Configuration‐Mediated Efficient Non‐Radiative Transition for R848‐Assisted Photothermal Immunotherapy to Inhibit Tumor Growth and Metastasis by An In Situ Tumor Vaccine Strategy

Cancer metastasis remains a critical factor contributing to the current limitations in cancer treatment. Photothermal immunotherapy has emerged as a safe and potent therapeutic approach, demonstrating the capability to suppress tumor growth and metastasis. While researchers have extensively investigated various structural modifications to enhance photothermal conversion performance, the influence of molecular configuration has received comparatively limited attention. In this study, we synthesized two isomers, CZTBT and LVTBT, which possessed distinct configurations. LVTBT, characterized by a flatter molecular configuration, exhibited an extended absorption wavelength and a higher molar extinction coefficient.
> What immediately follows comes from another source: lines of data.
PR #313, opened 2024-02-06
add default case in ```build_metadata_value_string()```

DimitrisStaratzis:


DimitrisStaratzis:
Ubuntu nightly is green!

ihnorton (approved):
I'm ok with this, but it has the disadvantage that we don't get any alert if we forget to implement a type. It would be nice to find a different approach that would only do this for upcoming releases and still error out when we get to RC phase.

Shelnutt2:
> I'm ok with this, but it has the disadvantage that we don't get any alert if we forget to implement a type. It would be nice to find a different approach that would only do this for upcoming releases and still error out when we get to RC phase.

I believe we can set `-Wno-error=switch` for nightlies but leave `-Werror=switch` for the default/regular build?

PR #315, opened 2024-02-07
Revert "Simplify linking to tiledb."

teo-tsirpanis:
Reverts #312

Fixes [failures in the `Dockerfile-R` job](https://github.com/TileDB-Inc/TileDB-MariaDB/actions/runs/7738149768/job/21244630841).


teo-tsirpanis:
This will _not_ break when we update to 2.20, thanks to TileDB-Inc/TileDB#4671.

DimitrisStaratzis (approved):

DimitrisStaratzis (approved):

Its excited state facilitated stronger rotation for non-radiative transitions, leading to a high photothermal conversion efficiency (PCE) of 36.3 %. When combined with R848, LVTBT@R848 nanoparticles (NPs)-mediated photothermal immunotherapy functioned as an in situ tumor vaccine, promoting the maturation of dendritic cells (DCs), T cell infiltration, and the differentiation of natural killer (NK) cells and memory T cells, thereby activating the strong immune response. Consequently, it significantly inhibited the growth of both primary and distant tumors, while also limiting lung metastasis. In summary, this study proposed a configuration-mediated non-radiative transition strategy for efficient photothermal immunotherapy, advancing the frontiers of organic photothermal agents (OPTAs) design and synthesis.